Announcer: We are presenting a special broadcast tonight for an announcement by Janet Yellen, the new Chair of the Federal Reserve System.

[Camera shot of Janet Yellen, at the Federal Reserve building.]

Janet Yellen: Good evening!

Once again, our nation is caught up in a debate over raising the debt ceiling. On February 3rd, U.S. Treasury Secretary Jack Lew pleaded for yet another increase. Unless Congress acts before the end of February, America will default on its legal obligations. Spending by the US government must be authorized by Congress. But Congress continually balks at raising the debt ceiling, preventing the borrowing required for spending it has already approved.
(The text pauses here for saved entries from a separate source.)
PR #1290, opened 2019-04-22
[4.1] Compare all proposal data to check for updates

dmigwi:
Instead of comparing `votestatus` and `timestamp` only to check for updates, compare more `proposalInfo` fields to capture lots more changes when they happen.

```Golang
if proposal.Data.VoteStatus == statuses[0] || proposal.Data.Timestamp == val.Timestamp {
```
In the conditions above, the `Timestamp` was expected to change every time a minor change was effected on the proposal but was only found to change when the proposal author changed the proposal version.

Also Lots of other properties like `Censorship`, `Name`, `State`, `NumComments`, `StatusChangeMsg`, `CensoredDate`, `AbandonedDate`, `PublishedDate`, `Token`, `VoteStatus`, `TotalVotes` and `VoteResults` have a high likelihood of changing as the proposals moves through the various life cycle stages but were not initially considered.

### DIFF
--- a/gov/politeia/proposals.go
+++ b/gov/politeia/proposals.go
@@ -9,6 +9,7 @@ import (
 	"fmt"
 	"net/http"
 	"os"
+	"reflect"
 	"sync"
 	"time"
 
@@ -103,6 +104,11 @@ func (db *ProposalDB) saveProposals(URLParams string) (int, error) {
 		if data == nil || data.Data == nil {
 			// Should help detect when API changes are effected on Politeia's end.
 			log.Warnf("invalid or empty data entries were returned")
+			break
+		}
+
+		if len(data.Data) == 0 {
+			// No updates found.
 			break
 		}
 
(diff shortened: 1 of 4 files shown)


gov/politeia/proposals.go
```diff
@@ -279,21 +285,21 @@ func (db *ProposalDB) updateInProgressProposals() (int, error) {
...
 		}
 
-		// 2. The new proposals status is NotAuthorized(has not changed).
-		// 3. The last update timestamp has not changed.
-		if proposal.Data.VoteStatus == statuses[0] || proposal.Data.Timestamp == val.Timestamp {
+		// Add the generated field.
+		proposal.Data.ID = val.ID
+
+		// 2. The new proposal data has not changed.
+		if reflect.DeepEqual(*proposal.Data, *val) {
```
chappjc: I'd like to keep `reflect.DeepEqual` in tests only.  Please make an `IsEqual` method instead.

package-lock.json
```diff
@@ -6107,9 +6107,9 @@
       "dev": true
     },
     "js-yaml": {
-      "version": "3.13.0",
-      "resolved": "https://registry.npmjs.org/js-yaml/-/js-yaml-3.13.0.tgz",
-      "integrity": "sha512-pZZoSxcCYco+DIKBTimr67J6Hy+EYGZDY/HCWC+iAEA9h1ByhMXAIVUXMcMFpOCxQ/xjXmPI2MkDL5HRm5eFrQ==",
+      "version": "3.13.1",
+      "resolved": "https://registry.npmjs.org/js-yaml/-/js-yaml-3.13.1.tgz",
+      "integrity": "sha512-YfbcO7jXDdyj0DGxYVSlSeQNHbD7XPWvrVWeVUujrQEoZzWJIRrCPoyk6kL6IAjAG2IolMK4T0hNUe0HOUs5Jw==",
```
chappjc: I'll cherry pick this diff for 4.1 in a different commit.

The Federal Reserve, acting on its own, can end this foolish debate, not just this once, but forever.

Behind me, you will see a wire cage, full of papers. [The camera pulls back to show a wire cage behind Yellen, then moves in closer to the cage.] The papers in the cage are US Treasury Bonds, owned by the Federal Reserve System. [The camera returns to a head shot of Yellen.] The US national debt totals $17.3 trillion, and the Federal Reserve holds about $3 trillion of that debt in the form of US bonds it bought on the open market.

Any bonds issued by the government that cannot be presented for redemption are canceled, and the debt they represent is simply eliminated. So if the Fed destroys its US bonds, the national debt would be reduced automatically by the value of the bonds destroyed: about $3 trillion.

The Federal Reserve System has decided to destroy the US bonds it owns. The destroyed bonds will never be presented for redemption. As you can see, we are burning them up. [The camera shows the papers in the wire cage beginning to burn, quickly turning into a conflagration. A blaze of glory.]

Burning up the bonds reduces the national debt by some $3 trillion, to well below the current debt limit. The government can now pay its bills.

The assets of the Federal Reserve must of course be decreased by the value of the bonds destroyed. But we can do that easily -- it's just a matter of entering some keystrokes. [Camera shows hands at a keyboard typing numbers into a computer.]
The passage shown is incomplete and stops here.